Miranda, in turn, lent a musical hand to Emily Mortimer (“Lovely and Amazing,” “The Newsroom”), who plays Jack’s love interest, Jane Banks. “He is extremely brilliant,” Mortimer says of Miranda. “He helped me massively through my song.”

Like Miranda, Blunt was confident about singing but less so about the dance sequences. Eight weeks of rehearsals helped them gain the confidence they needed. “Rob says, ‘It’s got to be in your body so that on the day when the cameras are rolling … you don’t have to think about it,” says Blunt. “You feel safe. That’s a dancer’s mentality.”

Extensive training didn’t prepare her for the fear that came when shooting the first dance sequence, “A Cover Is Not the Book” with animated characters who would not appear until a year later, in post-production.

“It was a completely greenscreen staircase. I’m in a huge skirt and heels. I’m not a dancer,” Blunt says. “I said, ‘Rob, I’m terrified.’ And he goes, ‘I know honey. I can see it in your eyes. OK, action!’

“Evil! I was like, ‘All right, I’ve gotta do this now.’”

But one of the dancers helped Blunt with a tip for navigating the stairs: “If you’re ever walking down stairs and can’t see very well after a big night, make sure your heel is against the back of the step as you come down,” Blunt remembers. “Great advice!”
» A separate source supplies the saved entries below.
PR #340, opened 2022-10-04
meson: cleanups

neheb:
Ran through muon. Fix soversion on Windows to match def file.

Signed-off-by: Rosen Penev <rosenp@gmail.com>

### DIFF
--- a/meson.build
+++ b/meson.build
@@ -1,64 +1,66 @@
-project('Little-CMS', 'c',
+project(
+  'Little-CMS',
+  'c',
   version: '2.14',
   meson_version: '>=0.48.0',
 )
 
 library_version = '2.0.13'
 
+add_project_arguments('-D_POSIX_C_SOURCE', language: 'c')
+
 cc = meson.get_compiler('c')
 
-lcms2_srcs = [
+lcms2_srcs = files(
   'src/cmsalpha.c',
-  'src/cmscgats.c',
-  'src/cmserr.c',
-  'src/cmsgmt.c',
-  'src/cmsintrp.c',
-  'src/cmsio1.c',
-  'src/cmsmd5.c',
-  'src/cmsnamed.c',
-  'src/cmspack.c',
-  'src/cmsplugin.c',
-  'src/cmssamp.c',
-  'src/cmstypes.c',
-  'src/cmswtpnt.c',
   'src/cmscam02.c',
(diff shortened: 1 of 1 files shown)


meson.build
```diff
@@ -67,19 +69,23 @@ if host_machine.system() == 'windows'
...
+  'lcms2',
+  lcms2_srcs,
+  include_directories: inc_dirs,
   gnu_symbol_visibility: 'hidden',
-  dependencies: deps,
+  dependencies: [m_dep, thread_dep],
   c_args: cargs,
+  name_prefix: host_machine.system() == 'windows' ? '' : 'lib',
   version: library_version,
+  soversion: host_machine.system() == 'windows' ? '' : '2',
```
kmilos, line 81: Is it possible to make this MSVC specific somehow? Isn't this automatically figured out depending on platform like it is for CMake?

With current MinGW build using Autotools the default result is `liblcms2-2.dll`, i.e. it has both the prefix and the soversion. It would be good to keep this behaviour so all the dependant binaries don't have to be rebuilt.

neheb: It is but the def file is specific about the name. AFAIK if it mismatches, linking won't work properly.

kmilos: The def file is completely optional, there is no need for it when you have the import library stub (at least when we talk about MSVC and MinGW).

neheb: Sure

kmilos: FYI, if I remove those two lines, the Meson build creates identical artifacts as [Autotools for MinGW](https://packages.msys2.org/package/mingw-w64-ucrt-x86_64-lcms2?repo=ucrt64) (minus the tools and the static lib):

```
Installing liblcms2-2.dll to C:/msys64/opt/lcms2/bin
Installing liblcms2.dll.a to C:/msys64/opt/lcms2/lib
Installing C:/msys64/home/kmilos/Little-CMS/include/lcms2.h to C:/msys64/opt/lcms2/include/
Installing C:/msys64/home/kmilos/Little-CMS/include/lcms2_plugin.h to C:/msys64/opt/lcms2/include/
Installing C:/msys64/home/kmilos/Little-CMS/build/meson-private/lcms2.pc to C:/msys64/opt/lcms2/lib/pkgconfig
```

No .def file in either case.

mm2:
superseded by meson build system

PR #341, opened 2022-10-20
fast float plugin: Fix proper accessing of LCMS2 internals

amyspark:
Hi @mm2!

This PR fixes a slight mishap in the fast float plugin internals. Both LCMS and the fast float plugin share common code in its header file, which causes definitions to shadow each other when the tests are built with `LCMS_FAST_EXTENSIONS`. This is not allowed in MSVC.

Ben Whishaw (“The Danish Girl,” “Skyfall”) plays Michael Banks; Michael is one of the Banks children in the 1964 film, now grown up and struggling following the death of his wife, and facing the loss of his home. He’s a young man becoming beaten-down by life, and the role taps deep wells of feeling.

Searching the attic for a lost document, Michael has a wistful song about his grief and loss.

“Weirdly, the biggest preparation was learning not to sing [the song] too much!” Whishaw laughs, explaining Marshall directed him to abandon a full-throated delivery to instead focus on organic emotion. “You just inhabit it like you would inhabit a monologue, rather than trying to do the notes precisely.”

With a theme of managing difficulty by accessing the inner child, Marshall was intent on finding “real kids, not showbiz kids” to play Anabel, John and Georgie Banks

“The little one, Joel Dawson, had never done [any acting],” says Marshall. “I think he believed he was there. It was beautiful.”

Miranda remembers shooting the youngster’s part of “A Cover Is Not the Book,” where the kids got prop cotton candy.

“Joel ate it every time,” says Miranda. “They would have to make new cotton candy for every take. You see him cheering in those scenes, he’s like, ‘Whaaaaaaa!!!!’ because he’s had seven cotton candies. It was really happening to him.”

Meryl Streep connected with Joel and the other children when she was on set to play Topsy, Mary’s cousin.

“I just see her turn to the kids and go, ‘Hey kids, want to learn how to do a pratfall?’ And before anyone could blink, she face-planted so hard that everyone thought, ‘Oh my God, what’s happened?’

“And she said, ‘I learned that at the Yale School of Drama!’”

Dick Van Dyke’s return was special for the cast, particularly so for the new Mary Poppins. “He’s always tapping his foot,” she says, “and he just leaned over, and he sings, ‘It’s a jolly holiday with Mary.’”

“I just said, ‘You’re gonna make me cry,’” she says with a laugh.